Foundry revenue projected to grow by 14% YoY in 3Q20 as downstream clients exhibit strong demand, says TrendForce...
Downstream foundry clients are currently exhibiting strong demand due to upcoming year-end shopping festivities in Europe and North America and the National Day long weekend and Singles’ Day sales promotions in China, according to TrendForce’s latest investigations. The strong momentum from downstream clients has in turn brought about a stable growth in foundries’ capacities and wafer input orders, with total foundry revenue projected to growth by 14% YoY in 3Q20.
While TSMC’s 3Q20 revenue benefits from 5nm mass production, GlobalFoundries posts greatest YoY decrease in the top 10
TSMC’s revenue is projected to grow by 21% YoY in 3Q20, with its 7nm process technology contributing to most of the foundry’s revenue performance. More specifically, TSMC is able to maintain maximum capacity utilization rate at its 7nm production lines thanks to strong demand from continued 5G infrastructure build-out and CPU/GPU demand from high-performance computing applications and WFH arrangements.
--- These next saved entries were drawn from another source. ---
PR #1286, opened 2021-02-09
[PLAT-5651] Update react-native-cli tests to use Maze-runner v4

Cawllec:
## Goal

Separate endpoints introduced in Maze-runner v4 should reduce the number of flakes involving payload ordering, and add several other improvements to how the end-to-end tests run.

At the moment there are several steps that are ready to be moved into the main maze-runner repo, which will be done in a follow-up PR.


test/react-native-cli/features/steps/steps.rb
```diff
@@ -509,22 +509,8 @@ def parse_xml_file(path)
...
-  assert_not_nil(read_key_path(request_body, 'metadata.java_version'))
-  assert_not_nil(read_key_path(request_body, 'metadata.gradle_version'))
-  assert_not_nil(read_key_path(request_body, 'metadata.git_version'))
-end
-
 Then('the Content-Type header is valid multipart form-data') do
   expected = /^multipart\/form-data; boundary=--------------------------\d+$/
-  actual = Server.current_request[:request]["content-type"]
-
+  actual = Maze::Server.list_for('build').current[:request]['content-type']
```
imjoehaines, line 514: I think this can be simplified:

```suggestion
  actual = Maze::Server.builds.current[:request]['content-type']
```

imjoehaines (approved):

TESTING.md
```diff
@@ -248,3 +248,103 @@ particular, these commands need the `BrowserStackLocal` binary (available
...
+Before running these tests the previous tests, `Build Tests` must be run for the test fixtures to be present.
+
+1. Change directory into `test/react-native-cli`
+1. Check the contents of `Gemfile` to select the version of `maze-runner` to use
+1. Install maze-runner with `bundle install`
+
+##### Running
+
+Ensure that the following environment variables are set:
+- `BROWSER_STACK_USERNAME` - Your BrowserStack App Automate Username
```
twometresteve, line 322: The use of these variables is now deprecated.  If you update these line to say `MAZE_DEVICE_FARM_USERNAME` and `MAZE_DEVICE_FARM_ACCESS_KEY` then you can remove the `--username` and `--access-key` CL options in the examples below.

Also, if you add `MAZE_BS_LOCAL` ("location of the BrowserStack local testing binary") to the list then you can remove use of the `--bs-local` option.

Gemfile
```diff
@@ -4,7 +4,7 @@ gem 'cocoapods'
 
 # A reference to Maze Runner is only needed for running tests locally and if committed it must be
 # portable for CI, e.g. a specific release.  However, leaving it commented out would mean quicker CI.
-gem 'bugsnag-maze-runner', git: 'https://github.com/bugsnag/maze-runner', tag: 'v3.7.0'
+gem 'bugsnag-maze-runner', git: 'https://github.com/bugsnag/maze-runner', tag: 'v4.6.0'
```
twometresteve, line 7: I don't think we want to change this yet as it will break local running of the Expo and Node tests, which have not been moved to MR v4 yet and do not have their own Gemfile(.lock)s.  

For now I think I'd simply revert this file and `Gemfile.lock`, but once the Expo and Node scenarios have been updated to v4 we can lose them completely.

twometresteve (approved):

TSMC will begin including revenue from its 5nm process technology into its quarterly revenue calculations in 3Q20. The foundry is currently aiming to have revenue from its 5nm process technology account for 8% of its total yearly revenue. TrendForce thus projects TSMC to derive 16% of its 3Q20 revenue from its 5nm process technology.
Samsung has adjusted the wafer input levels for its in-house Exynos APs due to declining sales of its flagship S20 series smartphones. However, wafer input orders from Samsung’s foundry clients in fear of chip shortages managed to galvanize a growth in Samsung’s foundry businesses despite the shortfall in Exynos wafer inputs. As such, Samsung’s foundry business is expected to undergo an increase in quarterly revenue by about 4% in 3Q20. On the other hand, GlobalFoundries registered lower than expected revenue performance in 3Q20, reaching a 3% decrease YoY, due to its sale of 8-inch and 12-inch fabs in 2019 and declining demand for automotive chips.
UMC’s price hike drives up its 3Q20 revenue, while PSMC’s 26% YoY growth takes the crown
Owing to increased wafer input demand for large-sized panel DDI and PMIC, UMC’s 8-inch capacity is expected to remain in short supply until 2021. By raising prices on some of its foundry services, UMC will likely improve its overall revenue in 3Q20, which is projected to reach a 23% increase YoY. Products manufactured with legacy process technologies (above 14nm, 28nm) account for more than 90% SMIC’s revenue. As SMIC’s 3Q19 revenue was a relatively low base period for comparison, its revenue is expected to increase by 16% YoY in 3Q20. It should be pointed out, however, that after the grace period of chip shipment to Huawei expires on September 15, 2020, SMIC’s 14nm orders may be affected and therefore remain to be seen.
Retaining its focus on RF-SOI and SiGe development, TowerJazz’s 8-inch capacity utilization rate is estimated to hover around the 70% mark. As the foundry continues to expand its 12-inch capacity, TowerJazz’s revenue is projected to grow by about 3% YoY in 3Q20. PSMC is continuing to expand its foundry business and see increased wafer input demand for DDI, TDDI, CIS, PMIC, and power discretes (MOSFET and IGBT). By raising its capacity utilization rate and the price of its foundry services, PSMC is likely to register a 26% YoY revenue growth in 3Q20, the highest percentage among the top 10 foundries.
While VIS scores revenue growth courtesy of its maximum 8-inch capacity utilization rate, Hua Hong lowers prices in response to impact from the COVID-19 pandemic
The addition of its newly acquired Singapore fab has resulted in increased shipment for VIS. Furthermore, VIS’ 8-inch production lines are currently reaching maximum capacity utilization rate due to the considerable growth in large-sized DDI and PMIC demand. The foundry’s revenue growth is projected to reach 21% YoY in 3Q20. On the other hand, Hua Hong’s product mix has traditionally been dominated by consumer electronics, which account for more than 60% of said product mix. In particular, entry-level and mid-range smartphone chips occupy most of this product category. Whereas the pandemic led to subpar performances for these products, Hua Hong has now decided to lower its ASP and raise production capacity in response. The foundry’s revenue is projected to decline by 1% YoY in 3Q20.
Thanks to significant increases in CIS and DDI demand, DB HiTek’s production lines are currently at maximum capacity utilization rates. At the moment, the foundry is not ruling out the possibility of a price hike, which is projected to raise its revenue in 3Q20 by a minor 2% YoY. TrendForce indicates that, on the whole, despite the growth in downstream client demand, it remains vital for foundries and related companies to keep a close eye on whether these downstream clients are able to destock their inventories after the massive stock-up effort. Only by paying close attention to industry dynamics can companies deliver appropriate strategies in a timely manner in the foundry market.